Ruby's range syntax sequence[1..] returns everything from index 1 onward.

Dart

String mutateDnaPairs(String sequence) {
    if (sequence.length <= 1) {
        return sequence;
    }

    String firstChar = sequence[0];

    return firstChar +
        (firstChar == sequence[1] ? "G" : "") +
        mutateDnaPairs(sequence.substring(1));
}

C#

public string mutateDnaPairs(string sequence) {
    if (sequence.Length <= 1) {
        return sequence;
    }

    char firstChar = sequence[0];

    return firstChar +
            (firstChar == sequence[1] ? "G" : "") +
            mutateDnaPairs(sequence.Substring(1));
}

PHP

public function mutateDnaPairs(string $sequence): string {
    if (strlen($sequence) <= 1) {
        return $sequence;
    }

    $firstChar = $sequence[0];
    $mutator = ($firstChar === $sequence[1]) ? "G" : "";

    return $firstChar . $mutator . $this->mutateDnaPairs(substr($sequence, 1));
}

PHP uses the dot operator for string concatenation and substr() for slicing.
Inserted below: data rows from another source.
PR #1751, opened 2022-11-10
New hotness event

### LINKED ISSUE #1577: Packit listens to NewHotness messages
For #1576, we need to be notified about a new upstream version.

Michal (zlopez) suggested using `hotness.update.bug.file` messages because it contains all the needed info and some pre-filtering is done before creating the bug.

* Message schema:
  * https://the-new-hotness.readthedocs.io/en/stable/message-schema.html#message-topics
  * https://github.com/fedora-infra/the-new-hotness-messages/blob/main/hotness_schema/messages.py#L147
  * https://the-new-hotness-messaging-schema.readthedocs.io/en/latest/topics.html
  * Example: https://apps.fedoraproject.org/datagrepper/v2/id?id=82f2e960-bab0-4c76-9be4-033a47f4589d&is_raw=true&size=extra-large

When working with fedmsg messages in the parser, be aware of this:
https://github.com/packit/packit-service/blob/0afd541a922dd25751d3e968d8807b8d5d27d0e1/packit_service/worker/parser.py#L105-L108

The task here is to:
* [ ] packit/packit-service-fedmsg#71
* [ ] create a new event class to represent the new release event
* [ ] implemnt parsing of the `hotness.update.bug.file` message into the newly created event class instances
* [ ] make sure the Packit config can be gathered for the event. (probably `main` dist-git branch)
* [ ] add tests for the parsing

*part of #1576 epic*

lbarcziova:
TODO:

- [ ] TODOs in the code :D
- [x] more tests

Fixes #1577

---

RELEASE NOTES BEGIN
N/A
RELEASE NOTES END


packit_service/constants.py
```diff
@@ -287,3 +287,5 @@ def from_number(number: int):
     "grant `{packit_user}` user `Developer` permissions on the `{namespace}/{repo}`"
     " repository. You can do so [here]({url}/-/project_members)."
 )
+
+DISTGIT_URL = "https://src.fedoraproject.org"
```
jpopelka, line 291: There's already a [`DISTGIT_URL` environment variable](https://github.com/packit/deployment/blob/main/openshift/packit-worker.yml.j2#L68) set to [`https://src.fedoraproject.org/` by default](https://github.com/packit/deployment/blob/main/playbooks/deploy.yml#L45).

There's also a [`PROD_DISTGIT_URL` defined in packit/constants.py](https://github.com/packit/packit/blob/main/packit/constants.py#L33)

I'd suggest using it like [here](https://github.com/packit/packit-service/blob/b147091ca383ac8ba884b8d647651abad200cc39/packit_service/worker/parser.py#L893)

lbarcziova: I haven't searched properly, thanks for the suggestion! I will change it

packit_service/worker/events/new_hotness.py
```diff
@@ -0,0 +1,102 @@
...
+        )
+
+    @property
+    def commit_sha(self):
+        # this is used for getting the package configuration, by default the method
+        # gets it from the default branch of the repository which is what we want
+        return None
+
+    def pre_check(self):
+        if not self.package_config:
```
TomasTomecek, line 81: Could you please add a docstring here to sum up what exactly is being checked? :)

packit_service/worker/parser.py
```diff
@@ -1292,3 +1295,25 @@ def parse_pagure_pull_request_comment_event(
...
+
+        logger.info(
+            f"New hotness update event for package: {package_name}, version: {version}"
+        )
+
+        return NewHotnessUpdateEvent(
+            package_name=package_name,
+            version=version,
+            distgit_project_url=distgit_project_url,
+        )
```
TomasTomecek, line 1319: Since version and tag can be different, should we also populate the tag as well?

tests/unit/test_events.py
```diff
@@ -1500,6 +1506,92 @@ def test_parse_check_rerun_release(self, check_rerun):
...
+                True,
+                "no-version-tag",
+                "redis-namespace",
+                "redis",
+            ),
+            (
+                "https://github.com/redis-namespace/redis",
+                "v{version}",
+                True,
+                "v7.0.3",
```
TomasTomecek, line 1533: okay, this probably answers my question from above :D

although I'm contemplating if the tag name is already present in the message event and if it's, we should probably use it

lbarcziova: no, it is not in the message (there is an example message in the test data). We discussed with @lachmanfrantisek  that if there is `upstream_tag_template` defined in config, we will use it to get the tag and if it is not, take the version as the tag.

TomasTomecek: understood: you solved it well

TomasTomecek (approved):

packit_service/worker/events/event.py
```diff
@@ -445,10 +445,12 @@ def get_package_config(self) -> Optional[PackageConfig]:
             fail_when_missing=self.fail_when_config_file_missing,
         )
 
+        # TODO do we need to do this?
         # job config change note:
         #   this is used in sync-from-downstream which is buggy - we don't need to change this
-        if package_config:
+        if package_config and self.__class__.__name__ != "NewHotnessUpdateEvent":
```
lachmanfrantisek, line 451: Would it be possible to revert this check (`self.__class__.__name__  == ... `) so we don't need to enhance this when adding any other event?

packit_service/worker/events/new_hotness.py
```diff
@@ -0,0 +1,102 @@
...
+        package_name: str,
+        version: str,
+        distgit_project_url: str,
+    ):
+        super().__init__()
+        self.package_name = package_name
+        self.version = version
+        self.project_url = distgit_project_url
+
+        self._upstream_repo_namespace_and_name: Optional[Tuple] = None
```
lachmanfrantisek, line 25: We use `full_name` in OGR for this, but that's just a detail.

packit_service/worker/events/new_hotness.py
```diff
@@ -0,0 +1,102 @@
...
+    def get_repo_namespace_and_name(self) -> Optional[Tuple]:
+        path = urlparse(self.upstream_project_url).path
+        if not path:
+            return None, None
+        # remove leading /
+        path = path[1:]
+        path_split = path.rsplit("/", maxsplit=1)
+        if len(path_split) != 2:
+            return None, None
+        return path_split[0], path_split[1]
```
lachmanfrantisek, line 40: We have a class for this..;)

https://github.com/packit/ogr/blob/67470efc7e29942ddcfa99ac653d225f16455a6e/ogr/parsing.py#L8

packit_service/worker/events/new_hotness.py
```diff
@@ -0,0 +1,102 @@
...
+    def pre_check(self):
+        if not self.package_config:
+            logger.warning(
+                "Package config not present in the dist-git repository with version update."
+            )
+            return False
+
+        if not self.package_config.upstream_project_url:
+            logger.warning("upstream_project_url not set in the package config.")
+            return False
```
lachmanfrantisek, line 89: OK for now, but it would be nice to react to such a situation to let a user know that something needs to be fixed in the config.

packit_service/worker/parser.py
```diff
@@ -1292,3 +1295,25 @@ def parse_pagure_pull_request_comment_event(
             comment=comment,
             comment_id=comment_id,
         )
+
+    @staticmethod
+    def parse_new_hotness_update_event(event) -> Optional[NewHotnessUpdateEvent]:
+        if "hotness.update.bug.file" not in event.get("topic", ""):
+            return None
+
+        package_name = event.get("package")
```
lachmanfrantisek, line 1304: Shouldn't we use `package_name` from a Fedora subdictionary instead? Or provide both. This one is probably what we call `upstream_name`.

packit_service/worker/parser.py
```diff
@@ -1292,3 +1295,25 @@ def parse_pagure_pull_request_comment_event(
...
+        dg_base_url = getenv("DISTGIT_URL", PROD_DISTGIT_URL)
+
+        distgit_project_url = f"{dg_base_url}rpms/{package_name}"
```
lachmanfrantisek, line 1307: I don't want to break more things than needed, but wouldn't be better to have the `/` here, instead of the constant/env-var?

lachmanfrantisek (commented):
Nice!

Just a few suggestions...

packit_service/worker/events/new_hotness.py
lbarcziova: great! I will replace it with this

packit_service/worker/parser.py
lbarcziova: I also wasn't sure and therefore checked the code how 'package' is set [here](https://github.com/fedora-infra/the-new-hotness/blob/363acd33623dadd5fc3b60a83a528926c7c21fc1/hotness/hotness_consumer.py#L385) and [here](https://github.com/fedora-infra/the-new-hotness/blob/363acd33623dadd5fc3b60a83a528926c7c21fc1/hotness/hotness_consumer.py#L444-L455) so it should be the Fedora package name...but I will double check it

packit_service/worker/parser.py
lbarcziova: it probably would, but this is already used across repositories, [see](https://github.com/search?p=1&q=org%3Apackit+DISTGIT_URL&type=Code), so changing the constant would not be enough

packit_service/worker/events/event.py
lbarcziova: sorry, I am not getting it :sweat_smile: could you please explain how would the change look like?

lachmanfrantisek: With your change, we are checking if it is not a newly added event. We will need to do this again when adding another event. I was suggesting checking for a case where this is required (so, name the events that require this).

So, instead of `self.__class__.__name__ != Something` (and `self.__class__.__name__ not in {"NewHotnessUpdateEven", "AnotherEventAddedInTheFuture"}` in the future), use `self.__class__.__name__  == "SomeEvent"` or `self.__class__.__name__  in {"SomeEvent", "AnotherEvent"}`

lachmanfrantisek: Also, could you please use `NewHotnessUpdateEvent.__name__` so type checks are able to realise problems?

packit_service/worker/parser.py
lachmanfrantisek: Ok, we can easily fix this if it is not true. (Could you please add  a comment about this to the parser so we don't forget why it's like that?)

packit_service/worker/parser.py
lachmanfrantisek: I mainly meant the constant but you are right that we should be consistent between the config and env.var...

packit_service/worker/events/event.py
lbarcziova: I wanted to, but that would cause circular import

lbarcziova: resolved via chat: we will not need to update the condition for each new event in future, this is specific for NewHotnessUpdateEvent, since in its case we will rely on `upstream_project_url` found in the config and do not want to rewrite it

Frequently Asked Questions

Why is recursion a good fit for the mutate DNA pairs problem?
Recursion works well because the problem has a natural substructure: decide whether to insert a G between the first two characters, then solve the same problem for the remaining substring. Each recursive call shrinks the input by one character, and the base case (empty or single character) is trivial.
What is the time complexity of the recursive DNA mutation solution?
The time complexity is O(n) where n is the length of the input string. Each character is examined exactly once across all recursive calls. However, string concatenation in languages like Java creates new String objects at each level, so the effective cost can be O(n^2) without a StringBuilder. For interview purposes, O(n) is the accepted answer.
What is the space complexity of the mutate DNA pairs solution?
The space complexity is O(n) due to two factors: the recursive call stack uses O(n) frames (one per character), and the result string itself requires O(n) space. In languages where strings are immutable, intermediate string copies also contribute O(n) space per level.
Can this problem be solved iteratively instead of recursively?
Yes. You can iterate through the string with a loop, appending each character to a StringBuilder or list, and inserting a G whenever two consecutive characters match. The iterative approach avoids the O(n) call stack overhead and is often more efficient in practice, but interviewers typically ask for the recursive version to test your understanding of recursion.
How does the base case prevent infinite recursion?
The base case checks if the string has zero or one character. Since each recursive call passes sequence.substring(1), the string shrinks by exactly one character per call. Eventually the string reaches length 1 or 0, the base case returns immediately, and the recursion unwinds.
What happens when no adjacent characters match?
When no adjacent characters are identical, for example ATCG, no G is ever inserted. The recursion still processes every character, but the conditional check always evaluates to false, so the original string is reconstructed unchanged.
Why does the problem only insert G and not other nucleotides?
The G insertion is an artificial constraint designed for the coding exercise. In real molecular biology, mutations can involve any nucleotide (A, T, C, or G) and include substitutions, insertions, and deletions. The fixed G keeps the problem focused on recursion and string building rather than biology.
How would you handle very long DNA sequences efficiently?
For very long sequences, use an iterative approach with a mutable string builder (StringBuilder in Java, list joining in Python, strings.Builder in Go). This avoids stack overflow from deep recursion and eliminates the overhead of creating intermediate string objects at each recursive level.